# NIntegrate the result of NDSolve

My code involves integrating the a function, which requires the end value of the NDSolve. My differential equations and integrating functions are very complex (not related to complex numbers) so I need to use NDSolve and NIntegrate. I was able to get to the point of getting the result of NDSolve. Now I'm unable to get any further. Here is a toy problem which is similar to my big code.

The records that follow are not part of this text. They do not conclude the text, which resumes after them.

PR #2409, opened 2026-04-22
revert ponder behavior

borg323:
The ponder behavior changed with v0.32, and this led to some issues: https://github.com/orgs/LeelaChessZero/discussions/2354#discussioncomment-15799597
I have identified 3 differences with the previous version:
1. Default `Ponder` is now false.
2. `go ponder` is not accepted if `Ponder` if false
3. `go ponder` is not accepted at startpos

Reviewing the uci spec, it seems the `go ponder` behavior should not change depending on the `Ponder` value:
> 		<id> = Ponder, type check
> 			this means that the engine is able to ponder.
> 			The GUI will send this whenever pondering is possible or not.
> 			Note: The engine should not start pondering on its own if this is enabled, this option is only
> 			needed because the engine might change its time management algorithm when pondering is allowed.

This PR reverts the behavior of points 2 and 3 above since SF is also accepting `go ponder` at startpos and has false as the default `Ponder` value.

### DIFF
--- a/src/engine.cc
+++ b/src/engine.cc
@@ -56,8 +56,8 @@ const OptionId kPonderId{
     {.long_flag = "",
      .uci_option = "Ponder",
      .help_text =
-         "Indicates to the engine that it will be requested to ponder. This "
-         "postpones resetting the search tree until the search is started.",
+         "Indicates to the engine that it will be requested to ponder. Not "
+         "currently used.",
      .visibility = OptionId::kAlwaysVisible}};
 
 const OptionId kPreload{"preload", "",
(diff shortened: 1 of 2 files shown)


src/engine.cc
```diff
@@ -98,9 +98,9 @@ class Engine::UciPonderForwarder : public UciResponder {
   }
   void OutputThinkingInfo(std::vector<ThinkingInfo>* infos) override {
     if (!wrapped_) return;
-    if (engine_->last_go_params_ && engine_->last_go_params_->ponder) {
-      assert(engine_->last_position_ &&
-             !engine_->last_position_->moves.empty());
+    if (engine_->last_go_params_ && engine_->last_go_params_->ponder &&
+        !engine_->last_position_->moves.empty()) {
+      assert(engine_->last_position_);
```
mooskagh: It's a bit weird to have assert here after we already would crash if it was false (as copilot mentioned). Maybe move it outside of the if as `assert(!engine_->last_go_params_ || engine_->last_position_);`?

mooskagh (approved):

ClearAll[Evaluate[StringJoin[Context[], "*"]]]
Needs["UtilitiesCleanSlate"];
CleanSlate[];
ClearInOut[];

c[r_] := E^(-r);

func1[r_, t_] := r + t;

x1x2[r2_, c2_, t2_] := Module[{r = r2, c = c2, t0 = t2},
Reap[
NDSolve[{Derivative[1][x11][t3] == x11[t3]^2 +c func1[r, t3],
WhenEvent[t3 == t0, Sow[x11[t3]]],
x11[0] == 0},
{},
{t3, t0}]][[-1,1,1]]];

x1[r_, t_] := x1x2[r, c[r], t];
x1[0, 1/30]

l[r_, t_] := func1[r, t]*x1[r, t];

finalF[(t_)?NumericQ] := NIntegrate[l[rr, t], {rr, 0, 1}, MaxRecursion -> 50,
AccuracyGoal -> 10, Method -> {"LocalAdaptive", "SymbolicProcessing" -> 0},
PrecisionGoal -> 10];

finalF[1/30]

Plot[final[tt],{tt,0,1}]


I used the solution method described in this answer to obtain the final result of NDSolve.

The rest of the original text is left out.